May rains replenish McPhee

May rains give farmers near full supply

The rains of May have continued in June and drastically improved irrigation supply in McPhee Reservoir.

Low winter snowpack had led forecasters to believe that the reservoir would not fill enough for a full irrigation supply.

In early May, farmers were told they would receive just 10 inches per acre, less than half their full allocation of 22 inches.

But record rain and snow in May bumped up snowpack and charged the Dolores River, which feeds McPhee.

As of Friday, full-service irrigators were told to expect 21 inches per acre, said reservoir manager Mike Preston.

“The rains made a really big difference in irrigation supply,” Preston said. “Demand on irrigation started off slow because it was supplemented by Mother Nature, and that works to stretch supplies further into the season.”

Significant shortages are no longer forecasted. Irrigators, the Ute Mountain Ute tribe, and the fish pool will all get close to their full allocation.

Montezuma Valley Irrigation Co.’s water rights out of McPhee are being met. And municipal water for Cortez, Dove Creek, and Towaoc will be fulfilled. (In a shortage situation, municipalities continue to get their full allocations.)

Between May 4 and June 2, the reservoir level rose 18 feet, and more runoff is on the way to bump it an additional 27 feet.

Reservoir managers are still working off forecasted runoff models, which look favorable.
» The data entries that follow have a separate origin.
PR #1495, opened 2023-09-07
Adding I2C Burst Reading/Writing feature

AnhNhan2803:
I realize that the C-SDK of Raspberry Pi Pico does not support the burst mode operation in I2C (only supports normal and repeated start in reading/writing). As burst mode is an important I2C feature that is sometimes required in communication with several I2C slaves. e.g. MAX3010X. Hopefully, we can consider adding this feature to the current SDK.

Thank you

### DIFF
--- a/src/rp2_common/hardware_i2c/i2c.c
+++ b/src/rp2_common/hardware_i2c/i2c.c
@@ -131,7 +131,7 @@ void i2c_set_slave_mode(i2c_inst_t *i2c, bool slave, uint8_t addr) {
 }
 
 static int i2c_write_blocking_internal(i2c_inst_t *i2c, uint8_t addr, const uint8_t *src, size_t len, bool nostop,
-                                       check_timeout_fn timeout_check, struct timeout_state *ts, bool burst) {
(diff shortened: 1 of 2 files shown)


peterharperuk:
Any idea how we would test this?

kilograham:
a bit confused at a very qucik glance; can't you just set `nostop` to true in the existing API?

AnhNhan2803:
@kilograham In the original implementation with "nostop" set to true, the start condition can repeat without sending a stop, allowing for repeated starts within a transfer. However, in burst mode, there is only one start and one stop condition, with several commands or data transfers happening continuously in between without any repeated starts or stops.

peterharperuk:
@kilograham Is there a reason this didn't make it into the release?

kilograham:
because it had merge conflicts

peterharperuk:
Actually, it was my mistake.

peterharperuk (approved):

peterharperuk:
Example here https://github.com/raspberrypi/pico-examples/pull/512

peterharperuk:
@kilograham Apologies - could you review this again?

kilograham (approved):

On June 3, the Dolores River at Dolores peaked at 2,800 cfs.

“Due to the rain, we got high river flows, filling the reservoir before it got hot. Once it does get hot, the river will drop, then there will be another peak when the higher altitude snowpack melts off,” Preston said.

There are no plans this year for a whitewater boating release below the dam.

However, the strong start bodes well for a carryover supply of water for next year.

A carryover supply improves the chances that the reservoir will fill next year with enough additional water to provide a boating release for the Lower Dolores River canyon. The last time that happened was in 2011.